As we all know, computers work on a binary process. On/off. 0/1.

It turns out the the brain is also binary: neurons are either firing or they are not. They are either on/off. O/1. (By the way, if the nervous system is digital, the endocrine system (hormones) is analog. But I digress.)
Brains and electronic computers both use quantities of energy in performing their work of logic -- all of which is wasted and dissipated in heat, to be carried away by the blood or by ventilating and cooling apparatus. -- James Gleick, in The Information, p. 241
Now, connecting the dots.

In some planetary system light years away, an intelligent being has been able to do just that: the intelligent being "developed" a computer that could be programmed to think for itself, and even replicate.

TIB started with the central processing unit, the CPU. The CPU was easy. Cooling it and providing the energy were the challenges. TIB was only allowed to use the lighter elements, C, H, and O. (In the end, TIB did cheat, sneaking in some iron, sulfur, and phosphorus, for example.)

TIB solved the heat problem with a fluid pump/radiator system (heart and vascular system).

There were various solutions to the question of how to provide the energy to a) run the computer, and, b) run the pump to cool the computer.

The energy could have been centralized or decentralized. Had it been a 12-volt battery located outside the computer, it would have required another system of "electrical wires." Why not decentralize the energy source in small, nano-batteries? That TIB did and these nano-batteries were later identified and called mitochondria. There is one each in almost every living cell.

I suppose there would have been ways to convert all waste to gas but if there was going to be solid/liquid waste, one might as well develop apparatuses that could do double duty, doing something other than just eliminating solid/liquid waste. The real purpose of the solid waste apparatus was to recycle water. The liquid waste apparatus was engineered to provide answers to a number of other problems that the system kept coming up with.

TIB had done it: a computer that could think for itself; it was ready for prime time. One last addition: the replicator.
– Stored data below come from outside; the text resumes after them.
PR #3374, opened 2026-05-29
fix(server): distribute partitions evenly in cooperative rebalancing

### LINKED ISSUE #3334: Bug: cooperative rebalancing only moves 1 partition to new consumers
### Bug description

Think I found a bug in `rebalance_cooperative()`. When new consumers join, each idle member receives at most 1 partition per over-assigned source because the idle member is removed from the eligible list after each assignment. Excess partitions have nowhere to go.

  **Reproduce:** 1 consumer with 4 partitions. Add a second consumer.

  **Expected:** 2 partitions each
  
  **Actual:** 3 and 1

  **Root cause** in `core/server/src/metadata/consumer_group.rs`:

  ```rust
  for partition_id in revocable.into_iter().take(excess_count) {
      let idle_id = idle_slab_ids.remove(0);  // removes after 1 assignment
      // ...
  }
  
  First over-assigned member transfers 1 partition, idle member gets removed from list, remaining excess partitions have nowhere to go.

  Fix: Two-pass approach. First collect all excess partitions, then distribute round-robin:
  
  // Pass 1: Collect all excess
  let mut all_excess: Vec<(PartitionId, usize)> = Vec::new();
  for &mid in &member_ids {
      // ... calculate excess ...
      for partition_id in revocable.into_iter().take(excess_count) {
          all_excess.push((partition_id, mid));
      }
  }

  // Pass 2: Distribute round-robin to idle members
  for (i, (partition_id, source_mid)) in all_excess.into_iter().enumerate() {
      let idle_id = idle_slab_ids[i % idle_slab_ids.len()];
      // ... mark revocation ...
  }                                                                                                                      

  ```

**Happy to provide PR**

### Deployment

Compiled from source

### Versions

v0.8.1-edge.1

### Hardware / environment

Bare metal, Ubuntu 22.04, 32-core/128GB    

### Sample code

_No response_

### Logs

_No response_

### Iggy server config

_No response_

### Reproduction

_No response_

geertbrit:
## Summary
- Fix cooperative rebalancing to distribute partitions evenly across idle members
- Add 6 new integration tests verifying balanced distribution in various scenarios

## Problem
When multiple consumers joined a consumer group, the first idle member received most excess partitions while others starved. Example: 16 partitions held by 1 member + 15 new members → uneven distribution.

## Solution
Two-pass distribution approach:
1. **Pass 1:** Collect ALL excess partitions from over-assigned members
2. **Pass 2:** Distribute round-robin using `idle_slab_ids[i % idle_slab_ids.len()]`

Example: 16 partitions held by 1 member, 15 idle members join
- Before: first idle member gets many, others get 0-1
- After: each of 16 members gets exactly 1 partition

## Test plan
- [x] All 95 existing consumer group partition assignment tests pass
- [x] 6 new tests added covering balanced distribution scenarios:
  - 16 partitions → 16 consumers (exact benchmark scenario)
  - 12 partitions → 4 concurrent joins
  - 10 partitions → 4 members (uneven ratio with remainder)
  - 16 partitions with 2 over-assigned → 8 total members
  - 24 partitions → 8 members (large scale)
  - Member churn (leave + rejoin)

Closes #3334

### DIFF
--- a/core/integration/tests/data_integrity/verify_consumer_group_partition_assignment.rs
+++ b/core/integration/tests/data_integrity/verify_consumer_group_partition_assignment.rs
@@ -2263,6 +2263,51 @@ async fn join_cg(client: &IggyClient) {
         .unwrap();
 }
 
+fn assert_balanced_partition_distribution(cg: &ConsumerGroupDetails, expected_total: u32) {
+    let member_count = cg.members.len() as u32;
+    assert!(member_count > 0, "No members in consumer group");
+
+    let total: u32 = cg.members.iter().map(|m| m.partitions_count).sum();
+    assert_eq!(
+        total, expected_total,
+        "Total partitions mismatch. Expected {expected_total}, got {total}. Members: {:?}",
+        cg.members
+    );
+
+    let fair_share = expected_total / member_count;
+    let remainder = expected_total % member_count;
+
+    let min_expected = fair_share;
+    let max_expected = if remainder > 0 {
+        fair_share + 1
+    } else {
+        fair_share
+    };
+
+    for member in &cg.members {
+        assert!(
+            member.partitions_count >= min_expected && member.partitions_count <= max_expected,
+            "Member {} has {} partitions, expected between {} and {}. \
+             Distribution is unbalanced! Members: {:?}",
+            member.id,
+            member.partitions_count,
+            min_expected,
+            max_expected,
+            cg.members
+        );
+    }
+
+    let counts: Vec<u32> = cg.members.iter().map(|m| m.partitions_count).collect();
+    let min_count = *counts.iter().min().unwrap();
+    let max_count = *counts.iter().max().unwrap();
+    assert!(
+        max_count - min_count <= 1,
+        "Partition distribution variance too high: min={min_count}, max={max_count}. \
+         Difference should be at most 1. Members: {:?}",
+        cg.members
+    );
+}
+
 #[iggy_harness(test_client_transport = [Tcp, WebSocket, Quic], server(
     heartbeat.enabled = true,
     heartbeat.interval = "2s",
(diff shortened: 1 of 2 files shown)


core/server/src/metadata/consumer_group.rs
```diff
@@ -137,14 +137,21 @@ impl ConsumerGroupMeta {
...
+        // Pass 1: Collect excess partitions from over-assigned members
         let member_ids: Vec<usize> = self.members.iter().map(|(id, _)| id).collect();
         let mut members_with_remainder = remainder;
+        let mut all_excess: Vec<(PartitionId, usize)> = Vec::new();
 
         for &mid in &member_ids {
-            if idle_slab_ids.is_empty() {
-                break;
-            }
             let effective_count = self
```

And, of course, that was binary, also: DNA, a double strand of binary threads cross-linking binary digits (or bits, which all biology students now know as A, T, C, and G).

It is almost spooky. The entire body (except for the reproductive system) was developed to do two things to support a computer: a) dissipate the heat; and, b) provide the energy to run the CPU.

In my mind, the most fascinating solution TIB came up with: how to supply the energy. Little nano-batteries called mitochondria dispersed throughout the entire mainframe. Very, very clever.

My hunch: Steve Jobs is out there, somewhere, even now, working on nano-batteries for iPhone X.